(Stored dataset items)
════

PR #833, opened 2026-03-10
[PM-33374] Add CiphersClient::get_all(), which mimics list() but returns CipherView instead of CipherListView

nikwithak:
## 🎟️ Tracking
 
https://bitwarden.atlassian.net/browse/PM-33374

## 📔 Objective

CiphersClient::list() returns a CipherListView[], when the web client expects a CipherView[]. Since CipherListView is needed for some clients for performance reasons, this adds a separate method get_all(), which deals with CipherViews. It's otherwise identical to the list() implementation.


gbubemismith:
@nikwithak looks good. Lint check is failing

gbubemismith (approved):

════

### Exercise details
Restate every record above, exactly, in full.

### Final answer
PR #833, opened 2026-03-10
[PM-33374] Add CiphersClient::get_all(), which mimics list() but returns CipherView instead of CipherListView

nikwithak:
## 🎟️ Tracking
 
https://bitwarden.atlassian.net/browse/PM-33374

## 📔 Objective

CiphersClient::list() returns a CipherListView[], when the web client expects a CipherView[]. Since CipherListView is needed for some clients for performance reasons, this adds a separate method get_all(), which deals with CipherViews. It's otherwise identical to the list() implementation.


gbubemismith:
@nikwithak looks good. Lint check is failing

gbubemismith (approved):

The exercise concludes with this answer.